Although the declaration does not cite to the relevant IRS transcripts, the statements in the declaration correspond to entries on the Beltons' TXMODA transcripts for 2015. And we see no entries on the literal account transcripts indicating that collection alternatives were pending at the time of the September 9, 2019, or December 2, 2019, levies. This, absent any further contentions from the Beltons, is sufficient to establish that the Commissioner satisfied the requirements of section 7345(b)(1)(C)(ii) for tax year 2015. See Belton, T.C. Memo. 2023-13, slip. op. at 19; see generally United States v. Chem. Found., Inc., 212 U.S. 1, 14-15 (1926) ("The presumption of regularity supports the official acts of public officers, and, in the absence of clear evidence to the contrary, courts presume that they have properly discharged their official duties.").
In their response to the Commissioner's Motion, the Beltons do not challenge that the IRS properly made levy pursuant to section 6331 for 2015 or any other year. And all their other arguments are addressed in the Court's prior Opinion or do not change the outcome here.We therefore conclude that, in view of the conclusions we reached in Belton, T.C. Memo. 2023-13, and the discussion above, the Commissioner is entitled to summary judgment that the section 7345 certifications issued to the Beltons in this case were properly made.

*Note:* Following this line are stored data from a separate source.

PR #353, opened 2016-12-14
Add inf.ua, ltd.ua and cc.ua to PRIVATE section

1gbllc:
We provide thousands of our (and not only our) users with domain names in .inf.ua, .ltd.ua and .cc.ua zones. So we belive these domains should be added to PRIVATE section of public suffix list. Thank you.


sleevi:
Validated via TXT record and the structure of domains as observed in search results.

For example, the Beltons note that they have filed Form 911, Request for Taxpayer Advocate Assistance. They are of course entitled to pursue such assistance, but their filing has no bearing on the disposition of this case. Additionally, the Beltons appear to argue that the IRS should not have issued the certifications underlying this case because the Beltons reside in an area that was at various times subject to one or more disaster declarations. But, as the Commissioner explains in his Reply (Doc. 48), this argument is based on a misunderstanding of a discretionary exclusion in the Internal Revenue Manual. Finally, to the extent the Beltons intended their response as a Motion for Reconsideration, we deny the Motion as both untimely and without merit. See Rule 161.

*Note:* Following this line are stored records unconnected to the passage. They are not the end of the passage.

PR #356, opened 2016-12-15
Add wdtest6.com,wdtest7.com and wdtest8.com; TXTs included in the DNS…

JungSJin:
… record


sleevi:
Please update this request to conform to the [Guidelines](https://github.com/publicsuffix/list/wiki/Guidelines)

Notably: For private domains, please include a description of why these domains are being added.

Note that given that the Public Suffix List is a finite resource with size and memory constraints on where it is used, as a matter of policy, 'testing' domains are not generally accepted or encouraged.

JungSJin:
Follow-up:
 Description of why these are being added: we provide a customer with remote access to Network Attached Storage(NAS). These domains we want to add to PSL will be used for NAS only for remote access. Yes these domains include "test" string, but they will be used for production as well(sorry for confusion, but domain name being used for NAS is not directly exposed to a customer so it should be ok even though it contains "test" string). One of major client apps for remote access is web browsers. So we want to take advantage of PSL which meets the needs of browser manufacturers as well as relaxing the limit of Let's Encrypt if possible.

JungSJin:
Hello,

I updated PR as below. I am wondering if you can review this at your earliest chance. I really appreciated your time reviewing this.

Follow-up:
Description of why these are being added: we provide a customer with remote access to Network Attached Storage(NAS). These domains we want to add to PSL will be used for NAS only for remote access. Yes these domains include "test" string, but they will be used for production as well(sorry for confusion, but domain name being used for NAS is not directly exposed to a customer so it should be ok even though it contains "test" string). One of major client apps for remote access is web browsers. So we want to take advantage of PSL which meets the needs of browser manufacturers.

sleevi:
I'm not sure this meets the bar for inclusion in the PSL.

It sounds like your goal is to get around Let's Encrypt rate limits, and based on that, I'm closing this as WontFix, as that's not an appropriate use of the PSL. For that, please contact Let's Encrypt, as per https://letsencrypt.org/docs/rate-limits/

Given that the Public Suffix List is a finite resource that needs to run in a variety of client environments, including multiple similar domains is non-ideal. A better structure would be to utilize a single domain (or a wildcard, as appropriate).

JungSJin:
Hello,
Sorry for any confusion I gave you. We are not trying to "get around" the limit but have them be correctly applied to a user's own domain (i.e. joe.wdtest6.com)  that we give them for a server(AKA NAS) running in their home. Think about a blog site, where a joe.blogspot.com is setup and blogspot.com is on the PSL, I don't see how our case is any different. 

If you are concern about we made PR for multiple domains, then we can re-request PR for ONLY one domain. Please get us wrong we do not misuse PSL.

Also Synology which already added multiple domains to PSL is in the same industry. Their case would not be different from us. I'd like to thank you for your review one more time.

JungSJin:
Hello,

I am Jung from Western Digital. Sorry for any confusion I gave you. We are not trying to "get around" the limit but have them be correctly applied to a user's own domain (i.e. joe.wdtest6.com)  that we give them for a server(AKA NAS) running in their home. Think about a blog site, where a joe.blogspot.com is setup and blogspot.com is on the PLS, I don't see how our case is any different.

If you are concern about we made PR for multiple domains, then we can re-request PR for ONLY one domain. Please get us wrong we do not misuse PSL.

Also Synology which already added multiple domains to PSL is in the same industry. Their case would not be different from us. I'd like to thank you for your review one more time.

sleevi:
If the purpose of the request is for Let's Encrypt - which it seems the request is (and your latest email doesn't provide additional reasoning) - then using the Let's Encrypt rate limit is appropriate.

Importantly, you noted earlier that the domain name is not exposed to the customer - suggesting that the only purpose for the PSL is Let's Encrypt rate limits.

I do want to make sure we're properly understanding your use case, but simply adding it to the PSL to increase the Let's Encrypt rate limits (or, if you would prefer it phrased, to have them attributed to the individual user), or because other companies are on, isn't itself a good reason.

In the event there's some miscommunication here:
Does a user directly load a URL hosted under [whatever].wdtest6.com which contains content that they themselves control (e.g. that is more than a pre-defined management interface managed by Western Digital, for example, as part of the Firmware)?

sleevi:
(Any additional documentation about your use case can also help understand and process this request)

JungSJin:
Sorry for confusion, it was my bad.  YES, a user directly load a URL hosted under designated domain to access to its own NAS in their home from either LAN or WAN(Internet). It is centralized personal cloud storage system, so all contents on NAS is controlled by a user, not by us. They can publicly share their contents or do private share over contents with anyone as well.

Due to NDA, I cannot open DOCs widely, but I found the good link( even though pretty old) to help you understand our production. 

http://www.excitingip.net/2594/entry-level-nas-storage-wd-my-cloud-personal-cloud 

Please find the connectivity arch of NAS from the link.  After review, if you think you can add our domain to PSL, I can make another PR for only one domain which would be "remotewd.com". Originally we want to add multiple domains for multiple productions, but as you explained, I agree we need to make the PSL simpler and lighter as much as we can. But I wish you can expedite our new PR if you can. I really appreciate your time reviewing our request.

sleevi:
(For other maintainers) Additional details (though limited) include https://www.wdc.com/content/dam/wdc/website/downloadable_assets/eng/user_manual/4779-705145.pdf

I suppose to help expedite/process this request, if you could share some 'sample' domains and their structure, we can help develop the ideal proposed rule to maximally secure and protect your users.

JungSJin:
The example domains would be device-123.remotewd.com, device-456.remotewd.com. As mentioned previously, this time we want to add " remotewd.com" only.. regarding its structure one of our developers will help on that. Will update this thread as soon as possible.

sleevi:
It does sound like `remotewd.com` is the desired rule, which will ensure that `foo.remotewd.com` and `bar.remotewd.com` are treated separately.

If you want to update the pull request and setup the TXT record for validation, per the [Guidelines](https://github.com/publicsuffix/list/wiki/Guidelines), we'd be happy to review during the next batch of updates.

JungSJin:
Will do. Thanks for help

JungSJin:
FYI, made the pull request for remotewd.com (https://github.com/publicsuffix/list/pull/375)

To reflect the foregoing, it is hereby
ORDERED that respondent's Motion for Summary Judgment filed April 5, 2023 (Doc. 42), is granted. It is further
ORDERED AND DECIDED that respondent's certifications that Willard J. Belton and Martha-Alexander Belton each has a seriously delinquent tax debt, reflected in the Notices of Certification of Your Seriously Delinquent Federal Tax Debt to the State Department dated December 9, 2019, upon which this case is based, are sustained.